- Born: Patrick Gallagher 25 December 1871 Cleendra, County Donegal, Ireland
- Died: 24 June 1966 (aged 94) Dungloe, County Donegal, Ireland
- Organization: Templecrone Agricultural Co-operative Society
- Movement: Co-operative
- Spouse: Sally Gallagher ​ ​(m. 1898; died 1948)​
- Relatives: Pat "the Cope" Gallagher (grandson)

= Paddy "the Cope" Gallagher =

Irish co-operator (1871–1966)

Paddy "The Cope" Gallagher (Pádraig Ó Gallchóir; 25 December 1871 - 24 June 1966) was the founder of The Cope (officially called the Templecrone Agricultural Co-operative Society). A businessman and campaigner for West Donegal, he was born in Cleendra, Templecrone, part of The Rosses in the west of County Donegal, Ireland.

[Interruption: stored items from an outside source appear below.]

PR #821, opened 2017-05-28
Add playbook to download /build latest nyaa, fix k-on elasticsearch issue

tomleb:
The playbook is a simply utility for when we deploy on dev (I wouldn't use it for prod yet because it doesn't take into account sukebei)
This setting of elasticsearch gives better result (should still be tested more heavily than my ~2-3 search)

### DIFF
--- a/deploy/ansible/roles/elasticsearch/files/elasticsearch_settings.yml
+++ b/deploy/ansible/roles/elasticsearch/files/elasticsearch_settings.yml
@@ -2,19 +2,41 @@
 settings:
   analysis:
     analyzer:
-      nyaapantsu_analyzer:
-        tokenizer: nyaapantsu_tokenizer
+      nyaapantsu_search_analyzer:
+        type: custom
+        tokenizer: standard
+        char_filter:
+          - my_char_filter
         filter:
           - standard
           - lowercase
-    tokenizer:
-      nyaapantsu_tokenizer:
-        type: edge_ngram
+      nyaapantsu_index_analyzer:
+        type: custom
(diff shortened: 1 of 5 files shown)


deploy/ansible/roles/elasticsearch/files/elasticsearch_settings.yml
```diff
@@ -2,19 +2,41 @@
...
+        type: pattern_capture
+        patterns: ["(\\d+)[xX](\\d+)"]
+      word_delimit:
+        type: word_delimiter
+        preserve_original: true
+        split_on_numerics: false
+    char_filter:
+      my_char_filter:
+        type: mapping
+        mappings: ["-=>_", "!=>_", "_=>\\u0020"]
```
Atvaark: Since this is the ES config used by nyaa.si, doesn't that mean you'll have to switch the license to GPL?

tomleb: No, MIT is compatible with GPL afaik

Nazonaze: MIT is only compatible with GPL in that you can use MIT code in a GPL project with attribution, but the same is not true the other way around because MIT doesn't have the same FOSS guarantees that GPL does, thus relicensing would be necessary.

And proper attribution would be required regardless, which this is also lacking.

ewhal: Add a license header to the config file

At an early age, he began work as a hired boy working as a farm labourer, first in County Donegal and then as a potato picker (or potato gatherer) in Scotland. It was this hard work, with its long hours and poor pay, he was later to say, that inspired him to found a cooperative movement back home in County Donegal. His co-op was opposed by local vested interests and he had to buy his own boats to do his importing. He also helped to coordinate the local fishing and textile co-operatives, allowing such workers to swap their produce for goods in his local co-operative shops. He wrote an autobiography, published in 1939, called Patrick Gallagher: My Story.

Gallagher was the grandfather of the politician Pat "the Cope" Gallagher. An image of Gallagher was featured on an Irish postage stamp issued in 2006.

== Bibliography ==
- Patrick Gallagher. My story with foreword by E.P. McDermott Dungloe; Templecrone Co-operative Society, [1944?]. 328 p. : ill. ; 21 cm.